→ **ASSIGNED TASK**: Write the records out once more, exactly as they are given.

Stored items
PR #7560, opened 2024-05-16
ceph-defaults: use ceph as user and group

clwluvw:
To avoid mixup permissions on host and ceph-crash runs as `ceph` which can't send crash reports generated by others with root user.


clwluvw:

clwluvw:

guits (approved):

→ **OUTPUT OF THE EXERCISE**:
PR #7560, opened 2024-05-16
ceph-defaults: use ceph as user and group

clwluvw:
To avoid mixup permissions on host and ceph-crash runs as `ceph` which can't send crash reports generated by others with root user.


clwluvw:

clwluvw:

guits (approved):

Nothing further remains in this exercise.